In this article, we’ll explore the intricacies of both these topics, why they are important, and how to implement them effectively in Python. Let’s explore each topic in depth.

Prerequisites:

  • Installed Python: Familiarity with running Python scripts.
  • Python Basics: Prior knowledge of the basics of Python programming including control flow, functions, data types, etc.

If you’re not familiar with Python or need a comprehensive introduction to the language, I recommend visiting the official Python documentation’s tutorial section.

Exceptions

Errors detected during execution are called exceptions they are a result of both known errors and human errors_._ There are times when a statement or expression throws an error when executing even if the syntax of the statement is technically correct. Exceptions are used to handle errors and exceptional instances.

>>> 10 / 0  
Traceback (most recent call last):  
  File "<stdin>", line 1, in <module>  
ZeroDivisionError: division by zero  
>>> '2' + 2  
Traceback (most recent call last):  
  File "<stdin>", line 1, in <module>  
TypeError: can only concatenate str (not "int") to str

Types of Exception/ Errors in Python

The base exception class is BaseException, and it has various subclasses representing different types of exceptions.
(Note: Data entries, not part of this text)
PR #1615, opened 2026-07-09
feat: advertise SMB/NFS on the LAN via WS-Discovery + mDNS (#1609)

### LINKED ISSUE #1609: Advertise the service for network discovery - WS-Discovery (Windows/SMB) + mDNS/Bonjour (macOS/Linux, _smb._tcp + _nfs._tcp)
## Summary

DittoFS's SMB service does not appear in the **Windows Explorer → Network** tab or in **macOS Finder → Network**, because it doesn't advertise itself on the LAN via any discovery protocol. Enhancement request: implement network discovery — **WS-Discovery** (Windows, SMB only) and **mDNS/Bonjour** (macOS Finder + Linux/Avahi, advertising both `_smb._tcp` and `_nfs._tcp`) — so admins see the server and its SMB shares / NFS exports like a normal Samba/NFS file server.

Mounting already works fully by name/IP (`\\vm2.cubbit.local\ditto`, `\\192.168.100.50\ditto`); this is a discoverability/convenience gap, not a functional blocker.

## Investigation (current state)

- The **only** UDP listeners in the codebase are for NFS: `pkg/adapter/nfs/udp.go` and `internal/adapter/nfs/portmap/server.go`.
- The SMB adapter has **no** WS-Discovery responder (UDP `239.255.255.250:3702`), **no** NetBIOS Name Service (UDP 137/138), and **no** mDNS/`_smb._tcp` advertiser. A targeted search for `3702`, `_smb._tcp`, `ProbeMatch`/`ResolveMatch`, `WS-Discovery`, NBNS, etc. found nothing in the SMB path.
- DittoFS also **disables Windows `LanmanServer`** to bind port 445 directly (see the AD setup docs), so it cannot piggyback on Windows' own WSD/announcer either.

Net: nothing announces the service, so Explorer's Network tab never lists it.

## How Windows discovery works (for context)

- **Modern (Win10/11) Network tab** → Function Discovery via **WS-Discovery (WSD)**: the host answers multicast `Probe`/`Resolve` with `ProbeMatch`/`ResolveMatch` and sends `Hello`/`Bye` on start/stop, advertising a `Device`/`Computer`. This is what Samba deployments add via the external `wsdd`/`wsdd2` daemon — Samba itself does not implement WSD.
- **Legacy** browsing (Computer Browser / Browser protocol over NetBIOS + SMBv1) is deprecated and removed on current Windows — not worth implementing.
- **mDNS** (`_smb._tcp`) covers macOS Finder and some Linux file managers.

## Proposed enhancement

Cover **both** major desktop platforms with their native discovery protocol:

- **Windows (WS-Discovery)** — built-in, opt-in WSD responder in the SMB adapter:
  - Join `239.255.255.250:3702`, respond to `Probe`/`Resolve` with `ProbeMatch`/`ResolveMatch` advertising the server's hostname + `Computer` type, and emit `Hello` on startup / `Bye` on shutdown.
  - Config-gated (e.g. `smb.wsdiscovery.enabled`), advertising the configured NetBIOS/DNS name.
- **macOS / Linux (mDNS / Bonjour)** — first-class, so the server shows up in **Finder → Locations/Network** and the sidebar (and in GNOME/KDE via Avahi). A single in-process mDNS responder (multicast DNS on `224.0.0.251:5353`) advertises whichever adapters are enabled:
  - **SMB** → advertise **`_smb._tcp`** on port 445, instance name = configured server name.
  - **NFS** → advertise **`_nfs._tcp`**, with the SRV record carrying DittoFS's actual NFS port (**12049**, not the default 2049 — clients that assume 2049 would otherwise fail). A `path=` TXT record can name the export (e.g. `/ditto`) so Finder mounts the right export.
  - Also advertise **`_device-info._tcp`** with a `model=` TXT record (e.g. `RackMac`/`Xserve`) so Finder shows a sensible server icon instead of a generic one.
  - This is the same mechanism Samba/NFS deployments get via Avahi (`avahi-daemon` publishing `_smb._tcp` / `_nfs._tcp`); doing it in-process avoids the external dependency.
  - Config-gated per service (e.g. `smb.mdns.enabled`, `nfs.mdns.enabled`), each advertising only when that adapter is running.
- WS-Discovery stays **SMB-only** — Windows does not browse NFS servers, so there is no Windows Network-tab path for NFS. NFS discoverability comes solely from the mDNS `_nfs._tcp` record (plus the existing `showmount -e` / portmap query-a-known-host path).
- Skip legacy NetBIOS browsing (deprecated).
- Keep it host-level (advertises the server; SMB shares are still enumerated via `srvsvc`, NFS exports via MOUNT EXPORT, once the client connects).

## Notes / considerations

- WSD requires a UDP multicast listener alongside the TCP 445 listener; ensure it binds per-interface and respects the adapter's bind config.
- Purely additive and cosmetic — no impact on auth or access control.

## Environment

- Build: `develop` @ `ee4beb41`
- Server: `vm2.cubbit.local` domain member, SMB 3.1.1, share `/ditto`; `LanmanServer` stopped so dfs owns port 445.

marmos91:
## Summary

Implements **#1609** — DittoFS now advertises itself on the LAN so it appears in **Windows Explorer → Network** and **macOS Finder → Network**, the same job Samba/NFS deployments hand to the external `wsdd`/`wsdd2` and `avahi-daemon` daemons. Done **in-process, from scratch** (no reusable Go WS-Discovery *host* library exists; `golang.org/x/net/dns/dnsmessage` is already a transitive dep, so mDNS needs no new dependency), gated per service and toggleable at runtime via `dfsctl`/REST.

Mounting by name/IP already worked; this closes the discoverability gap only — no change to auth or access control.

## What's included

**A unifying `auxsvc.Service` abstraction** (`pkg/adapter/auxsvc`) — a small `Service` interface + `Group` for the companion services that run alongside an adapter. The **entire NFS auxiliary-service family** (embedded portmapper, system-rpcbind registration, UDP lock-manager transport, NSM startup) is folded into it, and the new advertisers join the same lifecycle. Behavior-preserving refactor.

**mDNS / DNS-SD** (`pkg/discovery/{hostinfo,mdns}`) — macOS Finder + Linux/Avahi. NFS advertises `_nfs._tcp` (port **12049**, `path=/<export>`); SMB advertises `_smb._tcp` + `_device-info._tcp` (`model=RackMac`). One shared, refcounted responder owns the single `224.0.0.251:5353` socket; each adapter registers only its own records.

**WS-Discovery** (`pkg/discovery/wsd`, SMB-only) — UDP `239.255.255.250:3702` SOAP responder (Hello/Bye/Probe→ProbeMatch/Resolve→ResolveMatch) **plus the HTTP `5357` metadata endpoint** whose `pub:Computer` relationship is what makes Explorer render the host as a *Computer*. AD members are labelled `Domain:`.

**Live toggle via dfsctl/API** — `MDNSEnabled` (NFS+SMB) and `WSDiscoveryEnabled` (SMB) plumbed end-to-end (DB models → REST PATCH/PUT/GET/reset → apiclient → `dfsctl adapter settings … update --mdns-enabled / --wsdiscovery-enabled`). Toggling starts/stops the advertiser **live**, no restart.

**Ports** — `Dockerfile` EXPOSE + operator Service/container ports (`5353/udp`, `3702/udp`, `5357/tcp`), with the caveat documented in code that multicast does not traverse standard K8s CNIs (hostNetwork only).

## Commits

1. `auxsvc.Service` abstraction
2. `pkg/discovery` mDNS + WS-Discovery responders
3. adapter wiring + live settings + Docker/operator ports + docs
4. `/simplify` cleanups (collapse duplicated reconcile logic, etc.)
5. `/code-review` fixes (see below)

## Review

Ran `/simplify` (4 agents) and a `/code-review` (correctness finders + verification). Fixes applied in commit 5, each with a regression test:

- **critical** — `wsd.Responder.Start` self-deadlock (sent Hello via `send()` while holding `r.mu`, which `send()` re-locks) — would have wedged the SMB sidecar group on first enable. Now covered by a Start/Stop lifecycle test.
- **high** — WS-Discovery SOAP templates didn't XML-escape substituted values; the inbound `MessageID` echoed into `RelatesTo` is LAN-controllable, so an unescaped `&`/`<` produced non-well-formed replies that clients discard.
- **high** — per-field settings reset rejected the new toggles (`dfsctl adapter settings … reset --setting mdns_enabled` → 400).
- medium/low — mDNS `stop()` racing a late `Register`; unlocked `loopCtx` read in the read loops; `auxsvc.StopAll` not clearing `baseCtx` (reconcile-vs-shutdown leak); spurious "already running" warn; non-deterministic NFS `path=`; AD Domain/Workgroup mislabel.

## Testing

- Unit tests throughout: mDNS record encode/decode + query responder (pure), WS-Discovery SOAP builders + parser + metadata endpoint (`httptest`), `auxsvc.Group` lifecycle, real-socket Start/Stop lifecycle tests (skip when the env can't bind multicast).
- `go build ./...`, `go vet ./...` clean (main module **and** the operator module); all touched suites pass; operator port-builder unit tests updated.
- **Not yet done:** on-the-LAN confirmation (Finder/Avahi listing; Explorer showing a *Computer*) — needs real macOS/Windows clients. Planned against the AD testbed.

image

## Known limitations (documented in code)

- Single default-interface multicast bind (multi-NIC join is a follow-up).
- No mDNS conflict-probing (v1).
- NFS `path=` TXT is not rebuilt on share add/rename/remove.
- Multicast discovery is LAN/hostNetwork-scoped; it does not traverse standard K8s overlays.

Closes #1609

### DIFF
--- a/Dockerfile
+++ b/Dockerfile
@@ -62,7 +62,12 @@ USER 65532:65532
 # - 12049: NFS server (default)
 # - 12445: SMB server (default)
 # - 8080: REST API (health checks, management)
-EXPOSE 12049/tcp 12445/tcp 8080/tcp
+# - 5353/udp: mDNS / DNS-SD network discovery (macOS Finder, Linux Avahi) — issue #1609
+# - 3702/udp: WS-Discovery (Windows Explorer Network) — issue #1609
+# - 5357/tcp: WS-Discovery device metadata (HTTP) — issue #1609
+# Note: multicast discovery (5353/3702) only works on the host LAN / hostNetwork;
+# it does not traverse standard container/K8s overlay networks.
+EXPOSE 12049/tcp 12445/tcp 8080/tcp 5353/udp 3702/udp 5357/tcp
 
 # Volume mounts:
 # - /data/metadata: Metadata store (BadgerDB, etc.)
--- a/cmd/dfsctl/commands/adapter/settings.go
+++ b/cmd/dfsctl/commands/adapter/settings.go
@@ -216,18 +216,21 @@ var (
 	settingsPortmapperPort             int
 	settingsPortmapperRegisterWithSys  bool
 	settingsUDPEnabled                 bool
+	settingsMDNSEnabled                bool
 	settingsV4MinMinorVersion          int
 	settingsV4MaxMinorVersion          int
 	settingsV4MaxConnectionsPerSession int
 
 	// SMB update flags
-	settingsMinDialect         string
-	settingsMaxDialect         string
-	settingsSessionTimeout     int
-	settingsOplockBreakTimeout int
-	settingsMaxSessions        int
-	settingsEnableEncryption   bool
-	settingsSigning            string
+	settingsMinDialect            string
+	settingsMaxDialect            string
+	settingsSessionTimeout        int
+	settingsOplockBreakTimeout    int
+	settingsMaxSessions           int
+	settingsEnableEncryption      bool
+	settingsSigning               string
+	settingsSMBMDNSEnabled        bool
+	settingsSMBWSDiscoveryEnabled bool
 
 	// Common flags
 	settingsDryRun       bool
@@ -293,6 +296,7 @@ func registerNFSUpdateFlags(cmd *cobra.Command) {
 	cmd.Flags().IntVar(&settingsPortmapperPort, "portmapper-port", 0, "Portmapper listen port")
 	cmd.Flags().BoolVar(&settingsPortmapperRegisterWithSys, "portmapper-register-with-system", false, "Register NFS/MOUNT/NLM services with the host's system rpcbind on port 111, so kernel NFSv3 clients can lock without 'nolock' (restart to apply)")
 	cmd.Flags().BoolVar(&settingsUDPEnabled, "udp-enabled", false, "Serve NLM/NSM/MOUNT over UDP (needed for NFSv3 locking from macOS/BSD; restart to apply)")
+	cmd.Flags().BoolVar(&settingsMDNSEnabled, "mdns-enabled", false, "Advertise the NFS export over mDNS/DNS-SD (_nfs._tcp) for macOS Finder / Linux Avahi (applied immediately)")
 	cmd.Flags().IntVar(&settingsV4MinMinorVersion, "v4-min-minor-version", 0, "Minimum NFSv4 minor version (0=v4.0, 1=v4.1)")
 	cmd.Flags().IntVar(&settingsV4MaxMinorVersion, "v4-max-minor-version", 0, "Maximum NFSv4 minor version (0=v4.0, 1=v4.1)")
 	cmd.Flags().IntVar(&settingsV4MaxConnectionsPerSession, "v4-max-connections-per-session", 0, "Maximum connections per NFSv4.1 session (0=unlimited)")
@@ -310,6 +314,8 @@ func registerSMBUpdateFlags(cmd *cobra.Command) {
 	cmd.Flags().BoolVar(&settingsEnableEncryption, "enable-encryption", false, "Enable SMB encryption")
 	cmd.Flags().StringVar(&settingsSigning, "signing", "", "SMB message signing mode: disabled|enabled|required")
 	cmd.Flags().StringVar(&settingsBlockedOperations, "blocked-operations", "", "Comma-separated list of blocked operations")
+	cmd.Flags().BoolVar(&settingsSMBMDNSEnabled, "mdns-enabled", false, "Advertise the SMB service over mDNS/DNS-SD (_smb._tcp) for macOS Finder / Linux Avahi (applied immediately)")
+	cmd.Flags().BoolVar(&settingsSMBWSDiscoveryEnabled, "wsdiscovery-enabled", false, "Advertise the host over WS-Discovery so it appears in the Windows Explorer Network view (applied immediately)")
 	cmd.Flags().BoolVar(&smbSettingsDryRun, "dry-run", false, "Validate without applying changes")
 	cmd.Flags().BoolVar(&smbSettingsForce, "force", false, "Bypass range validation")
 }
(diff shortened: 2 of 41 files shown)


marmos91:
Addressed the CI failures and the Copilot review in `6136f5cc`:

**CI**
- **Data race** (`-race` unit-test job) — `wsd.Responder`'s HTTP `Serve` goroutine read `r.httpSrv` unlocked while `Stop` nils it under the lock. Now captured in a local for the goroutine, matching the existing `conn`/`loopCtx` captures. (The race was surfaced by the new Start/Stop lifecycle test — working as intended.)
- **golangci-lint** — checked `resp.Body.Close()` in `metadata_test.go`; reworked the `MessageID` uniqueness assertion to avoid the `SA4000` identical-expression warning.

**Copilot comments**
1. `auxsvc.Group.Reconcile` — now swallows the `StopOne` error (matches the doc; a benign stop no longer surfaces as a "failed to start" warning).
2. WS-Discovery `AppSequence` `InstanceId` — sourced from a per-adapter, strictly-increasing counter seeded at process start, instead of `time.Now().Unix()` per build, so a live toggle can never reuse an `InstanceId` with a rewound `MessageNumber`.
3. Base-context lifetime — the mDNS and WS-Discovery advertisers now tear down when the base context is cancelled without an explicit `Stop`, matching the ctx-driven NFS auxiliary services (the interface contract).

Each has a regression test.

marmos91:
Addressed the Copilot review comments — all three are already handled in the current branch:

1. `pkg/adapter/auxsvc/auxsvc.go` **Reconcile** — the `!want && running` branch now swallows the stop error (`_ = g.StopOne(name)`), matching the documented contract (StopOne already debug-logs it). No benign shutdown error is surfaced as a start failure.
2. `pkg/adapter/smb/discovery.go` **AppSequence InstanceId** — no longer `time.Now().Unix()`; each responder build takes a strictly-increasing value from the adapter's `wsdInstanceID` atomic counter. A live off→on toggle intentionally bumps the InstanceId (WS-Discovery treats it as a new service instance), and it never rewinds.
3. `pkg/discovery/wsd/responder.go` **Start ctx** — the base context is now honored: a watcher goroutine (`<-ctx.Done() → r.Stop(...)`) tears the responder down if the owning adapter's Serve context is cancelled without an explicit Stop, matching the ctx-driven NFS auxiliary services.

Here are a few common exception types:

  1. ZeroDivisionError: If you try to divide a number by zero, it will result in a ZeroDivisionError exception, even though the division operation itself is syntactically valid. The reason is because being that a number cannot be divided by zero, it is mathematically incorrect. The error message would look like this:
>>> 10 / 0  
ZeroDivisionError: division by zero

2. NameError: When you attempt to access a variable that hasn’t been defined locally or globally, NameError is raised, even if your code structure is correct. It is very common to use the wrong spelling of a variable or use a very you haven’t declared, you have to ensure that you have defined the variable you use. The error message would look like this:

>>> print(variable_name)  
NameError: name 'variable_name' is not defined

3. TypeError: When you attempt an operation or function that is not supported for a particular data type, TypeError is raised. You may want to perform some action without fully understanding what is attemplable to that specific data type. Some examples of TypeError are:

>>> result = "hello" + 5  
TypeError: can only concatenate str (not 'int') to str
>>> my_list = [1, 2, 3]  
    my_list.append("4")  
TypeError: unsupported operand type(s) for +: 'int' and 'str'>>> my_list = [1, 2, 3]  
    index = my_list["2"]  
TypeError: list indices must be integers or slices, not str>>> list1 = [1, 2, 3]  
    result = list1 + "four"  
TypeError: can only concatenate list (not "str") to list>>> def multiply(a, b):  
      return a * b  
    result = multiply(5)  
TypeError: multiply() missing 1 required positional argument: 'b'

4. FileNotFoundError: it is raised when a file or directory is requested but doesn’t exist. When working with files, opening a file that doesn’t exist or attempting to read from a file that you don’t have permission to access raises FileNotFoundError. The error message would look like this:

>>> with open("does_not_existent_file.txt", "r") as file:  
      	content = file.read()  
FileNotFoundError: [Errno 2] No such file or directory: 'does_not_existent_file.txt'

5. IndexError: When a sequence subscript is out of range, IndexError is raised. It occurs when you try to access an element in a sequence (like a list or a string) using an index that is outside the valid range of indices for that sequence.

>>> my_list = [1, 2, 3]  
    value = my_list[5]  # Accessing an index that doesn't exist out of range  
IndexError: list index out of range

6. KeyError: Dictionaries are collections of key-value pairs, and when you attempt to access a key that is not present in the dictionary, Python raises a KeyError.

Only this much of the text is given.